Return the records, each one exactly as written.

▶ Given records:
□ □ □ □

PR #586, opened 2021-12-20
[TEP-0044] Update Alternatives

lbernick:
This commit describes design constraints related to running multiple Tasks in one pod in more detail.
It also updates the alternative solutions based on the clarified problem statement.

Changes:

□ □ □ □

▶ Answer section:
PR #586, opened 2021-12-20
[TEP-0044] Update Alternatives

lbernick:
This commit describes design constraints related to running multiple Tasks in one pod in more detail.
It also updates the alternative solutions based on the clarified problem statement.

Changes:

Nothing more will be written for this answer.